Action item
Where the listing below has a line containing "Bug 1967833: Adds", output that line and all lines after it, verbatim, and no others.
"""
PR #439, opened 2021-06-01
Bug 1967833: Adds tasks pool to tasks_processing

0sewa0:
Adds a task pool in the task_processing.go so that the resource usage doesn't grow linearly with the number of added gatherers.

## Categories

- [ ] Bugfix
- [ ] Enhancement
- [ ] Backporting

## Sample Archive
"""
Completed exercise
Bug 1967833: Adds tasks pool to tasks_processing

0sewa0:
Adds a task pool in the task_processing.go so that the resource usage doesn't grow linearly with the number of added gatherers.

## Categories

- [ ] Bugfix
- [ ] Enhancement
- [ ] Backporting

## Sample Archive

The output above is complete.